Close to home, a C310, apparently had an EFATO at Enstone and appears to have had a classic low speed loss of control trying to circle back to land – this based on witnesses, so too early to tell the real nature of the accident – while the aircraft went up in flames and crashed wing low, nose down, the pilot and ‘co-pilot’ (sic) only had minor injuries.
http://www.oxfordmail.co.uk/news/16316580.plane-crashes-into-farm-building-near-enstone-oxfordshire/
Elsewhere reported as a C414 Chancellor N414FZ
Thankfully only minor injuries, so cue jokes about feathering the prop.
Poor hens. Just as they get their first ever glimpse of daylight…….
As it happens I know who the pilot was, although I don’t know him very well. He apparently visited my home base in that aircraft earlier that day.
According to pilots who have flown other 414s this type has a very low Vmca (good) but very poor OEI climb performance (not so good)
These parameters gave a single-engine climb performance of 173 ft/min at maximum takeoff weight (6,350 lb) and a single-engine climb performance for the accident flight (6,066 lb) of 250 ft/min.
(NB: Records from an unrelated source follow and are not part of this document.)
PR #1903, opened 2024-06-13
Include findings on `DENY` grants during assessment

asnare:
## Changes

This PR adds support for flagging DENY permissions on objects, which cannot be migrated to UC.

It also adds some new integration tests for existing grant-scanning.

### Linked issues

Resolves #1869, supersedes #1890.

### Functionality 

- [x] added relevant user documentation
- [ ] added new CLI command
- [ ] modified existing command: `databricks labs ucx ...`
- [ ] added a new workflow
- [X] modified existing workflow: `assessment`
- [ ] added a new table
- [ ] modified existing table: `...`
- [x] modified existing view: `grant_detail`

### Tests

- [x] manually tested
- [ ] added unit tests
- [X] added integration tests
- [x] verified on staging environment (screenshot attached)

PR #1911, opened 2024-06-14
Fix grant visibility and classification

asnare:
## Changes

This PR follows on from #1903 and fixes some problems in the underlying inventory for grants and their details:

 - The `grant_details` view does not cover grants at the catalog level.
 - The object type for UDF and view grants is misclassified.

(These problems in the underlying inventory were present prior to #1903 but latent because they weren't directly exposed by the dashboard.)

### Functionality 

- [ ] added new CLI command
- [ ] added a new workflow
- [X] modified existing workflow: `assessment`
- [ ] added a new table
- [X] modified existing view: `grant_detail`

### Tests

- [X] manually tested
- [X] added unit tests
- [X] added integration tests
- [X] verified on staging environment (screenshot attached)

### DIFF
--- a/src/databricks/labs/ucx/hive_metastore/grants.py
+++ b/src/databricks/labs/ucx/hive_metastore/grants.py
@@ -246,8 +246,12 @@ class GrantsCrawler(CrawlerBase[Grant]):
                 tasks.append(partial(self.grants, catalog=catalog, database=database))
         for table in self._tc.snapshot():
             fn = partial(self.grants, catalog=catalog, database=table.database)
-            # views are recognized as tables
-            tasks.append(partial(fn, table=table.name))
+            # Views are treated as a type of table and enumerated by the table crawler.
+            if table.view_text is None:
+                task = partial(fn, table=table.name)
+            else:
+                task = partial(fn, view=table.name)
+            tasks.append(task)
         for udf in self._udf.snapshot():
             fn = partial(self.grants, catalog=catalog, database=udf.database)
             tasks.append(partial(fn, udf=udf.name))
@@ -268,6 +272,17 @@ class GrantsCrawler(CrawlerBase[Grant]):
         for grant in self.grants(catalog=schema.catalog_name, database=schema.name):
             principal_permissions[grant.principal].add(grant.action_type)
         return principal_permissions
+
+    # The reported ObjectType for grants doesn't necessary match the type of grants we asked for. This maps
+    # those that aren't themselves.
+    _grants_reported_as = {
+        # SHOW type: RESULT type
+        "SCHEMA": "DATABASE",
+        "CATALOG": "CATALOG$",
+        "VIEW": "TABLE",
+        "ANY FILE": "ANY_FILE",
+        "ANONYMOUS FUNCTION": "ANONYMOUS_FUNCTION",
+    }
 
     def grants(
         self,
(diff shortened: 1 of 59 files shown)


asnare:
image

src/databricks/labs/ucx/hive_metastore/grants.py
```diff
@@ -269,6 +273,17 @@ def for_schema_info(self, schema: SchemaInfo):
             principal_permissions[grant.principal].add(grant.action_type)
         return principal_permissions
 
+    # The reported ObjectType for grants doesn't necessary match the type of grants we asked for. This maps
+    # those that aren't themselves.
+    _grants_reported_as = {
+        # SHOW type: RESULT type
+        "SCHEMA": "DATABASE",
+        "CATALOG": "CATALOG$",
```
JCZuurmond, line 281: Why the dollar sign?

src/databricks/labs/ucx/hive_metastore/grants.py
```diff
@@ -318,18 +333,13 @@ def grants(
...
-                "ANONYMOUS_FUNCTION": "ANONYMOUS FUNCTION",
-            }
+        expected_grant_object_type = self._grants_reported_as.get(on_type, on_type)
+        grants = []
+        try:
             for row in self._fetch(f"SHOW GRANTS ON {on_type} {escape_sql_identifier(key)}"):
                 (principal, action_type, object_type, _) = row
-                object_type = object_type_normalization.get(object_type, object_type)
-                if on_type != object_type:
+                # This seems to be here to help unit tests that don't sufficiently narrow the target of mocked queries. -ajs
```
JCZuurmond, line 341: Can we verify this comment and update it to be affirmative instead of questioning

JCZuurmond (changes requested):
Have some clarifying points

src/databricks/labs/ucx/hive_metastore/grants.py
asnare: This table maps what we ask for in the `SHOW` statement to the object type as reported in the result-set. In the case of Catalog-scoped permissions it goes like this:
```python
spark.sql("show grants on catalog hive_metastore").show(truncate=False)
```
```
+--------------+----------+----------+---------+
|Principal     |ActionType|ObjectType|ObjectKey|
+--------------+----------+----------+---------+
|ajs_test_group|SELECT    |CATALOG$  |None     |
+--------------+----------+----------+---------+
```

src/databricks/labs/ucx/hive_metastore/grants.py
asnare: So that's interesting. As written (prior to this PR, and preserved as such) this piece of code filters out grants for object types that weren't requested while dealing with the fact that sometimes grants are reported slightly differently to how they were requested.

The current code is from here, squashed from #246: https://github.com/databrickslabs/ucx/blob/cbc26542f2c7edfcfe0e9d193dfe01803acb1333/src/databricks/labs/ucx/hive_metastore/grants.py#L231

And there was some discussion about it [here](https://github.com/databrickslabs/ucx/pull/246#discussion_r1331907633) where @william-conti wrote:
> It's a corner case where the object type isn't the same as the one requested. For example you request the grant for a view and you get the grants for a table, it's not a normal behaviour and should be highlighted

However this only addresses expected cases where the requested/reported types don't match: what we don't know is when in practice this actually occurs (and why the guard is in place).

Since the original code was written, it turns out that the main place this check is used is with unit tests written in the meantime that don't mock the statements correctly. Essentially these mock `SHOW GRANTS ON .*` and therefore the mocks report table grants when we query the catalog grants and stuff like that. Here's an example of this:
https://github.com/databrickslabs/ucx/blob/a8e823f1bcff971f7bfa266bb4233216fb8dc4ac/tests/unit/hive_metastore/test_grants.py#L205

As things stand instead of this check I think I'd prefer to fix the unit tests (they're unintentionally mocking "broken" behaviour) and remove the check entirely.

JCZuurmond: Agreed, but out-of-scope for this PR though. Could you create a tech debt issue for this?

JCZuurmond (approved):

src/databricks/labs/ucx/hive_metastore/grants.py
asnare: > Could you create a tech debt issue for this?

Done; #1932.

This quote from the aaib is interesting – most MEPs (some exceptions, for example the Beech D and E55) seem to have a OEI climb performance of around 200 feet per minute, give or take. The Seneca V in similar atmospheric conditions as in the accident, reports around 200fpm gear retracted etc
The following is from the excellent FAA MEP manual
The regulations do not specifically require that the runway length be equal to or greater than the accelerate-stop distance. Most AFM/POHs publish accelerate-stop distances only as an advisory. It becomes a limitation only when published in the limitations section of the AFM/POH. Experienced multiengine pilots, however, recognize the safety margin of runway lengths in excess of the bare minimum required for normal takeoff. They insist on runway lengths of at least accelerate-stop distance as a matter of safety and good operating practice.
The multiengine pilot must keep in mind that the accelerate-go distance, as long as it is, has only brought the airplane, under ideal circumstances, to a point a mere 50 feet above the takeoff elevation. To achieve even this meager climb, the pilot had to instantaneously recognize and react to an unanticipated engine failure, retract the landing gear, identify and feather the correct engine, all the while maintaining precise airspeed control and bank angle as the airspeed is nursed to VYSE. Assuming flawless airmanship thus far, the airplane has now arrived at a point little more than one wingspan above the terrain, assuming it was absolutely level and without obstructions.
For the purpose of illustration, with a near 150 fpm rate of climb at a 90-knot VYSE, it takes approximately 3 minutes to climb an additional 450 feet to reach 500 feet AGL. In doing so, the airplane has traveled an additional 5 NM beyond
VR / VLOF
the original accelerate-go distance, with a climb gradient of about 1.6 percent. Any turn, such as to return to the airport, seriously degrades the already marginal climb performance of the airplane.
To reach a reasonable 500 feet agl a Vyse of 90 KIAS, around 95KTAS in the accident conditions, at 200 fpm would require nearly 5nm of wings level climb, gear up.
Not very common to see someone survive this kind of crash in a MEP. Great to hear!
The EGTN 08 is 3,600 feet, a 414 might require 4,500 foot ASDA without factoring, more in the accident conditions.
The pilot and passenger should provide us with lottery numbers, survival was a miracle.
To reach a reasonable 500 feet agl a Vyse of 90 KIAS, around 95KTAS in the accident conditions, at 200 fpm would require nearly 5nm of wings level climb, gear up.
Yep, hence the reason my eyes glaze over when Biggles Jr gives me a thorough brief on what he’s going to do after an EFATO; he’s going to try and fly straight ahead for quite a while, certainly long enough to figure his next action. I don’t really need to know about the left hand circuit and the vacate at the end after landing as part of the departure brief.
Dave_Phillips wrote:
he’s going to try and fly straight ahead for quite a while
If there is a straight. If he is pointing towards rising ground, it is a very good idea to know where you are going to go.
Student to Instructor: “Do you want the BS departure briefing, or the real one”
Instructor to Student: “The real one”.
Student: “[XXX departure, xxx], any failure before lift off – stop; engine failure after lift-off below 400ft – I’ll never clear that ridge so will reduce power and pick one of these nice fields and land there, if higher – failure drills and circuit back to land”
Instructor to Student: “Finally something sensible. Just remember that in the test, you are expected to brief to fly the circuit, or die trying, like a real man.”